• _Aim of the task_
Taking the records below, count the lines in which "DriverInterface" appears and supply only the count.
***
PR #721, opened 2023-05-22
Fix wrong type of http_connect_timeout|http_timeout options

ostrolucky:
It has to be float, otherwise it's not possible to set it lower than 1s

See: https://github.com/symfony/symfony/blob/8e7ea19541b70aab3206a681dee497813f7b02f2/src/Symfony/Contracts/HttpClient/HttpClientInterface.php#L55-L56


cleptric (approved):
Thanks!

PR #722, opened 2023-05-25
Minor: Use connection instead connecton in phpdoc

alamirault:
`connection` is always used but not in this phpdoc


cleptric (approved):
Cool, thanks! 🚀

Issue #730, opened 2023-06-16
4.9.0 version doesn't load the correct DBAL Platform


jdecool:
### Environment

- PHP 8.1.20
- Symfony 5.4
- DBAL 3.6.3 / ORM 2.14.3
- Sentry Symfony 4.9.0

### Steps to Reproduce

On a project I work, I've updated `sentry/sentry-symfony` from `4.8.0` to `4.9.0`.

After the update I've this exception when trying to interact with the database:

```text
In AbstractPlatform.php line 441:
                                                                               
  Unknown database type json requested, Doctrine\DBAL\Platforms\MySQLPlatform  
   may not support it.  
```

It seems that https://github.com/getsentry/sentry-symfony/pull/723 change the `AbstractPlaform` loaded instance.
In my configuration I specify the `serverVersion` in the Doctrine DSN.

With the `4.8.0` I've the `Doctrine\DBAL\Platforms\MySQL80Platform` which is loaded whereas when I update dependency to `4.9.0` load `Doctrine\DBAL\Platforms\MySQLPlatform` which not implement the `json` type mapping.

ste93cry:
I bet the problem is that we're not implementing the `createDatabasePlatformForVersion()` method in the driver's `class`. As the fix seems rather easy, would you mind opening a PR?

jdecool:
Sure.

I've test and it fix the bug.

I'm going to create the PR.

jdecool:
I've just created https://github.com/getsentry/sentry-symfony/pull/731

kov-lucas:
I think this is also breaking the `bin/console doctrine:migrations:diff` command, this is the only dependency that i've recently updated and now it is completely broken, i had to roll it back to 4.8.0

cleptric:
Version [4.9.1](https://github.com/getsentry/sentry-symfony/releases/tag/4.9.1) was released which contains a fix for this issue.

PR #731, opened 2023-06-16
Make TracingDriverForV32 implements VersionAwarePlatformDriver to handle platform version

jdecool:
Fix https://github.com/getsentry/sentry-symfony/issues/730

As discussed in the issue, I had the `createDatabasePlatformForVersion` method to handle the platform version.

### DIFF
--- a/tests/Tracing/Doctrine/DBAL/TracingDriverForV32Test.php
+++ b/tests/Tracing/Doctrine/DBAL/TracingDriverForV32Test.php
@@ -109,4 +109,40 @@ final class TracingDriverForV32Test extends DoctrineTestCase
 
         $this->assertSame($exceptionConverter, $driver->getExceptionConverter());
     }
+
+    public function testCreateDatabasePlatform(): void
+    {
+        $databasePlatform = $this->createMock(AbstractPlatform::class);
+
+        $decoratedDriver = $this->createMock(DriverInterface::class);
+        $decoratedDriver->expects($this->once())
+            ->method('getDatabasePlatform')
+            ->willReturn($databasePlatform);
+
+        $driver = new TracingDriverForV32($this->connectionFactory, $decoratedDriver);
+
+        $this->assertSame($databasePlatform, $driver->createDatabasePlatformForVersion('5.7'));
+    }
+
+    public function testCreateDatabasePlatformForVersionWhenDriverDefinedCreateDatabasePlatformForVersion(): void
+    {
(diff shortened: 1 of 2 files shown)


ste93cry:
We need to implement the method without implementing the interface, otherwise we trigger again the deprecation. Please also add some tests for the new method 🙏

ste93cry:
>Do you prefer I've implement the test in an other way ?

Since the whole point of this class is to decouple from the `VersionAwarePlatformDriver` deprecated interface, I don't think we should use it in the tests either. What about mocking the `Driver` interface using `getMockBuilder()` and then using `addMethods()` on it to configure the `createDatabasePlatformForVersion()` method? Or, we could create a fake interface with that method declared and then simply use `createMock()` on it, similar to what we did in [`TracingDriverForV2`](https://github.com/getsentry/sentry-symfony/blob/707212c4330ccf2d2790f0f0a7036f4ace66fa7b/tests/Tracing/Doctrine/DBAL/TracingDriverForV2Test.php#L192)

jdecool:
I choose to create a fake interface.

tests/Tracing/Doctrine/DBAL/TracingDriverForV32Test.php
```diff
@@ -109,4 +109,45 @@ public function testGetExceptionConverter(): void
...
+
+if (interface_exists(DriverInterface::class)) {
+    interface StubCreateDatabasePlatformForVersionDriver extends DriverInterface
+    {
+        /**
+         * @param string $version
+         *
+         * @return AbstractPlatform
+         */
+        public function createDatabasePlatformForVersion($version);
```
ste93cry, line 151: Given that the method does not exist in the parent interface and when it will be added it will be typehinted anyway, it makes more sense to avoid the PHPDoc

```suggestion
        public function createDatabasePlatformForVersion(string $version): AbstractPlatform;
```

ste93cry (changes requested):
Apart from a small nitpick, it looks good to me. Do you mind testing that it works well in your project and confirm it?

tests/Tracing/Doctrine/DBAL/TracingDriverForV32Test.php
jdecool: ✅

ste93cry (approved):
Good work, thank you!

jdecool:
Thanks @ste93cry for your help 🙏🏼

PR #750, opened 2023-07-31
Add support for `symfony/psr-http-message-bridge: ^6.4`

### LINKED ISSUE #749: Your requirements could not be resolved to an installable set of packages.
### How do you use Sentry?

Self-hosted / on-premises

### SDK version

4.9.2

### Steps to reproduce

composer update -W

### Expected result

Problem 1
    - Root composer.json requires sentry/sentry-symfony ^4.9.2 -> satisfiable by sentry/sentry-symfony[4.9.2].
    - sentry/sentry-symfony 4.9.2 requires symfony/psr-http-message-bridge ^1.2||^2.0 -> found symfony/psr-http-message-bridge[v1.2.0, v1.3.0, v2.0.0, ..., v2.3.1] but these were not loaded, likely because it conflicts with another require.

### Actual result

Now I have installed symfony/psr-http-message-bridge v2.2.0.

cleptric:
Hopefully fixes #749 once Symfony 6.4 was tagged.


javiereguiluz:
I can confirm that this change works. I updated a Symfony app to 6.4 and used my own fork of `sentry/sentry-symfony` that contained this exact change. Thanks.

fabpot:
Just tested as well and it works for me.

composer.json
```diff
@@ -36,7 +36,7 @@
         "symfony/event-dispatcher": "^4.4.20||^5.0.11||^6.0",
         "symfony/http-kernel": "^4.4.20||^5.0.11||^6.0",
         "symfony/polyfill-php80": "^1.22",
-        "symfony/psr-http-message-bridge": "^1.2||^2.0",
+        "symfony/psr-http-message-bridge": "^1.2||^2.0||^6.4",
```
stof, line 39:
```suggestion
        "symfony/psr-http-message-bridge": "^1.2||^2.0||^6.4||^7.0",
```

so that this supports also Symfony 7 (which will be released at the same date than 6.4)

cleptric: Supporting Smyonfy 7 is more involved than this, and we already have a PR open. See https://github.com/getsentry/sentry-symfony/pull/761.
I will focus this PR on 6.4 only.

nicolas-grekas:
The root issue should be fixed by https://github.com/symfony/flex/pull/1003, but this change is still welcome (I'd suggest merging + releasing without waiting for 6.4-stable, that might make things a big smoother for end users.)

ste93cry (approved):

cleptric:
Released in [4.12.0](https://github.com/getsentry/sentry-symfony/releases/tag/4.12.0)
***
• _Reply_
3